Codeine-N-oxide
- Names: Systematic IUPAC name (1S,4S,5R,13R,14S,17R)-10-Methoxy-4-methyl-12-oxa-4-azapentacyclo[9.6.1.0^{1,13}.0^{5,17}.0^{7,18}]octadeca-7(18),8,10,15-tetraen-14-ol 4-oxide

Identifiers
- CAS Number: 3688-65-1;
- 3D model (JSmol): Interactive image;
- ChemSpider: 4514400;
- ECHA InfoCard: 100.020.899
- PubChem CID: 5359929;
- UNII: Z32OFX7V17;
- CompTox Dashboard (EPA): DTXSID00190359 ;

Properties
- Chemical formula: C_{18}H_{21}NO_{4}
- Molar mass: 315.369 g·mol^{−1}
- Legal status: BR: Class A1 (Narcotic drugs);

= Codeine-N-oxide =

Codeine-N-oxide (genocodeine) is an active metabolite of codeine. It is an opiate listed as a Schedule I controlled substance. It has a DEA ACSCN of 9053 and its annual manufacturing quota for 2013 was 602 grams.
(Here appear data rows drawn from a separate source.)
PR #135, opened 2018-01-30
Feature/db changes for multiple surveys

AndrewTorrance:
Changes to db to support both a message to a group and identify the specific user within that group . c.f.  internal_sent_audit which is intended to be removed .Also fixed a bug where some tests were looking for a real party service not a mock.

Trello Card
https://trello.com/c/3WZq4frf

Created a new table called actors which is intended to have one row per recipient in a conversation. Identifies the to and from actor and if the from actor is internal. The intention is to support the ability to identify both the group ( via survey id) and optionally the id of the internal user . Optionally because the respondent may not know the internal user to send to.
Currently only the sent_from_internal flag is returned in the json . Future stories will read the additional fields .

Note , this performs db changes locally . Alembic changes for roll out to other environments will be needed in a separate ticket.


secure_message/repository/saver.py
```diff
@@ -64,3 +64,16 @@ def save_msg_audit(msg_id, msg_urn, session=db.session):
...
+    def save_msg_actors(msg_id, from_actor, to_actor, sent_from_internal, session=db.session):
+        """Save actor information data to database"""
+        actor = Actors(msg_id, from_actor, to_actor, sent_from_internal)
+
+        try:
+            session.add(actor)
+            session.commit()
+        except Exception as e:
+            session.rollback()
+            logger.error('Message actor save failed', error=e)
```
rhiGriff: This should be a logger.exception, you won't need the as e or to pass the e as an argument.

tests/app/test_saver.py
```diff
@@ -82,6 +82,46 @@ def test_save_msg_audit_raises_message_save_exception_on_db_error(self):
...
+        mock_session.commit.side_effect = Exception("Not Saved")
+        message = {'msg_id': 'MsgId', 'msg_to': 'Tej', 'msg_from': 'someone'}
+        with self.app.app_context():
+            with current_app.test_request_context():
+                with self.assertRaises(MessageSaveException):
+                    Saver().save_msg_actors(message['msg_id'], message['msg_to'], message['msg_from'], False, mock_session)
+
+    def test_save_actors_saves_expected_information(self):
+        """Simple read write validation of actor table"""
+        pass
```
necrophonic: Shouldn't be here?

necrophonic:
Changelog missing/not updated

secure_message/resources/messages.py
```diff
@@ -89,13 +89,13 @@ def _message_save(message, is_draft, draft_id):
         save = Saver()
         save.save_message(message.data)
         save.save_msg_event(message.data.msg_id, 'Sent')
+        save.save_msg_actors(message.data.msg_id, message.data.msg_from, message.data.msg_to[0], g.user.is_internal)
```
insacuri: Does there need to be any validation to make sure none of these are empty or does it not matter?  I **think** it doesn't matter but I thought I'd ask the question

tests/behavioural/features/steps/common.py
```diff
@@ -54,5 +54,12 @@ def step_impl_reuse_the_nth_sent_message(context, message_index):
...
     """ validate that the correct number of messages was returned"""
-    nose.tools.assert_equal(int(message_count), len(
-        context.bdd_helper.messages_responses_data[0]['messages']))
+    nose.tools.assert_equal(int(message_count), len(context.bdd_helper.messages_responses_data[0]['messages']))
+
+
+@given("debug step")
+@when("debug step")
+@then("debug step")
+def step_impl_debug_step(context):
```
insacuri: Does this still need to be here?

secure_message/resources/messages.py
AndrewTorrance: it does matter but validation takes place on entry before getting here

tests/behavioural/features/steps/common.py
AndrewTorrance: Can be dropped , but very useful when debugging features . I have written it and taken it out about 5 times before this . Thought I would leave it in in case others find it useful

tests/app/test_saver.py
AndrewTorrance: I know that there is an argument for not doing this sort of tests if you view it as testing the db. However It does test the __init__ and the set from domain model code in the Actors class .

secure_message/repository/saver.py
AndrewTorrance: Good call . I copied the existing code , its wrong in the except blocks for all the tables .

secure_message/repository/database.py
```diff
@@ -57,7 +58,7 @@ def set_from_domain_model(self, domain_model):
         self.survey = domain_model.survey
         self.collection_exercise = domain_model.collection_exercise
 
-    def serialize(self, user, body_summary=False):  # pylint:disable=too-complex
+    def serialize(self, user, body_summary=False):  # pylint:disable=too-complex, too-many-branches
```
warrenbailey: hmm .. not sure adding to the pylint is correct thing to do here. I'm actually surprised we have too-complex disabled.

This method looks fair to complicated tbh and should be refactored.

secure_message/repository/saver.py
warrenbailey: Why we catching exception and not the relevant sqlalchemy exception?

AndrewTorrance: Good call, I will tidy them up . Its the same on all of the tables not just the new one

secure_message/repository/database.py
AndrewTorrance: Fair comment. Will do . It was added when we had several hundred pylint errors and we wanted to get to zero.

tests/behavioural/features/steps/common.py
AndrewTorrance: I think if we paid for pycharm it may allow debugging of features , but since we don't we can add a debug step in a feature file and breakpoint there . This is needed because the bdd tests reuse steps in many features , so break pointing a step is a pain .

secure_message/resources/messages.py
JamesGardiner: When you say takes place on entry, do you mean in the UI?

tests/app/test_saver.py
```diff
@@ -75,13 +76,53 @@ def test_save_msg_audit_does_not_raise_exception_on_successful_save(self):
...
+                    {'msg_id': 'MsgId2', 'msg_to': '', 'msg_from': 'someone', 'sent_from_internal': False},
+                    {'msg_id': 'MsgId3', 'msg_to': 'aperson', 'msg_from': '', 'sent_from_internal': False}]
+        with self.app.app_context():
+            with current_app.test_request_context():
+                for message in messages:
+                    Saver().save_message(SecureMessage(message['msg_id']))
+                    Saver().save_msg_actors(message['msg_id'], message['msg_from'], message['msg_to'], message['sent_from_internal'])
+        with self.engine.connect() as con:
+            for message in messages:
+                query = "SELECT * FROM securemessage.actors WHERE msg_id='{}'".format(message['msg_id'])
```
JamesGardiner: f string would be more succinct

secure_message/repository/database.py
```diff
@@ -157,6 +170,37 @@ def serialize(self):
...
 
 
+class Actors(db.Model):
+    """Label Assignment table model"""
+    __tablename__ = "actors"
+
+    id = Column("id", Integer(), primary_key=True)
+    msg_id = Column('msg_id', String(constants.MAX_MSG_ID_LEN + 1), ForeignKey('secure_message.msg_id'), index=True)
+    from_actor = Column('from_actor', String(constants.MAX_STATUS_ACTOR_LEN + 1))
+    to_actor = Column('to_actor', String(constants.MAX_STATUS_ACTOR_LEN + 1))
```
necrophonic: Are these always `+1`? Would it be advantageous to create the constant with the extra in the first place?

secure_message/repository/database.py
```diff
@@ -157,6 +170,37 @@ def serialize(self):
...
+
+    def set_from_domain_model(self, msg_id, from_actor, to_actor, sent_from_internal):
+        """Set actors values"""
+        self.msg_id = msg_id
+        self.from_actor = from_actor
+        self.to_actor = to_actor
+        self.sent_from_internal = sent_from_internal
+
+    @property
+    def serialize(self):
```
necrophonic: Does serialize actually serialize, or just return data suitable for serialization?

The name suggests the former; the comment suggests the latter

secure_message/repository/saver.py
```diff
@@ -19,9 +20,9 @@ def save_message(domain_message, session=db.session):
         try:
             session.add(db_message)
             session.commit()
-        except Exception as e:
+        except SQLAlchemyError:
             session.rollback()
-            logger.error('Message save failed', error=e)
+            logger.exception('Secure message save failed')
```
necrophonic: Any kind of id or context that can be added to help issue resolution?

secure_message/repository/saver.py
```diff
@@ -33,9 +34,9 @@ def save_msg_status(actor, msg_id, label, session=db.session):
         try:
             session.add(db_status_to)
             session.commit()
-        except Exception as e:
+        except SQLAlchemyError:
             session.rollback()
-            logger.error('Message status save failed', error=e)
+            logger.exception('Message status save failed')
```
necrophonic: Context?

secure_message/repository/saver.py
```diff
@@ -46,9 +47,9 @@ def save_msg_event(msg_id, event, session=db.session):
         try:
             session.add(event)
             session.commit()
-        except Exception as e:
+        except SQLAlchemyError:
             session.rollback()
-            logger.error('Message event save failed', error=e)
+            logger.exception('Message event save failed')
```
necrophonic: Context?

secure_message/repository/saver.py
```diff
@@ -60,7 +61,20 @@ def save_msg_audit(msg_id, msg_urn, session=db.session):
         try:
             session.add(db_audit)
             session.commit()
-        except Exception as e:
+        except SQLAlchemyError:
             session.rollback()
-            logger.error('Message audit save failed', error=e)
+            logger.exception('Message audit save failed')
```
necrophonic: Context?

secure_message/repository/saver.py
```diff
@@ -60,7 +61,20 @@ def save_msg_audit(msg_id, msg_urn, session=db.session):
...
+    def save_msg_actors(msg_id, from_actor, to_actor, sent_from_internal, session=db.session):
+        """Save actor information data to database"""
+        actor = Actors(msg_id, from_actor, to_actor, sent_from_internal)
+
+        try:
+            session.add(actor)
+            session.commit()
+        except SQLAlchemyError:
+            session.rollback()
+            logger.exception('Message actor save failed')
```
necrophonic: Context?

tests/app/test_saver.py
necrophonic: I mean the `pass` rather than the test itself :)

secure_message/repository/database.py
AndrewTorrance: The idea here is that the constant values are used for validation purposes and the +1 defines the column size so that  the column size can always cope with any value that passes validation even if we get a \0 added at some point .

secure_message/repository/database.py
AndrewTorrance: They return the data in a serialisable format . This pattern is used on all domain classes . AId rather leave it in until the team agrees on this one

secure_message/repository/database.py
necrophonic: Is this premature future proofing?

secure_message/repository/database.py
necrophonic: Probably should add an issue or something to deal with clarifying that going forward. Fair enough for consistency in the short term.

secure_message/repository/saver.py
AndrewTorrance: Its a valid point , I am not planning on changing it here , as I think there is some confusion as to what logging patterns we should be using . I am putting a separate ticket on our backlog to agree a format on our backlog .

secure_message/repository/saver.py
AndrewTorrance: See above

secure_message/repository/saver.py
AndrewTorrance: See above

secure_message/repository/saver.py
AndrewTorrance: see above

secure_message/repository/saver.py
AndrewTorrance: See above

tests/app/test_saver.py
AndrewTorrance: Fair cop , ( although we should also agree on this in the team ?) we should be consistent will change

AndrewTorrance: Changed as requested so will dismiss the review

tests/app/test_saver.py
AndrewTorrance: Just shoot me now. Changing ( with a red face)

secure_message/resources/messages.py
AndrewTorrance: No in the API . In Domain.py. In MessageSchema and DraftSchema ( different rules apply) all messages and drafts are validated close to the point of entry before passing closer to the DB

secure_message/repository/database.py
AndrewTorrance: Not future proofing .Its easier to add this defensively at the beginning knowing that validation of all external entities is done at sizes less than the column capacity than to never know if you get a column overflow if it was caused by data passed in or some muck up in code. By doing this I know that if I ever get an overflow error and I can proove that the validation is to less than that size , any overflow must be introduced by our code not the data passed in. To me it makes things an awful lot cleaner and easier to understand . I would argue its good practice

tests/app/test_saver.py
```diff
@@ -76,13 +77,52 @@ def test_save_msg_audit_does_not_raise_exception_on_successful_save(self):
...
                     Saver().save_msg_audit(message_audit['msg_id'], message_audit['msg_urn'], mock_session)
 
+    def test_save_actors_does_not_raise_exception_on_successful_save(self):
+        """Tests message actors is saved to database"""
+        message = {'msg_id': 'MsgId', 'msg_to': 'Tej', 'msg_from': 'some survey'}
+        with self.app.app_context():
+            with current_app.test_request_context():
+                Saver().save_message(SecureMessage(msg_id=message['msg_id']))
+                Saver().save_msg_actors(message['msg_id'], message['msg_to'], message['msg_from'], False)
+                self.assertTrue(True)
```
dcdarrell9: Are we asserting that True is True here?

tests/behavioural/features/steps/common.py
insacuri: Works for me, a comment explaining that would be useful but not essential

secure_message/resources/messages.py
```diff
@@ -89,14 +89,14 @@ def _message_save(message, is_draft, draft_id):
         """Saves the message to the database along with the subsequent status and audit"""
         save = Saver()
         save.save_message(message.data)
+        save.save_msg_actors(message.data.msg_id, message.data.msg_from, message.data.msg_to[0], g.user.is_internal)
```
JamesGardiner: Will `g` always have a `user` attribute? If not, what is the expected behaviour? As of Flask 0.10 `g` implements a `get` method that returns None by default.

AndrewTorrance: We always have it. When we read the jwt as part of the authentication we create a userobject and set  g.user  to be this user object. This is done prior to all calls , so we are safe then in reading it anywhere in the api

Like morphine-N-oxide, it was studied as a potential pharmaceutical drug and is considerably weaker than codeine. The amine oxides of this type form as oxidation products of the parent chemical; virtually every morphine/codeine class opioid has an equivalent nitrogen derivative such as hydromorphone-N-oxide.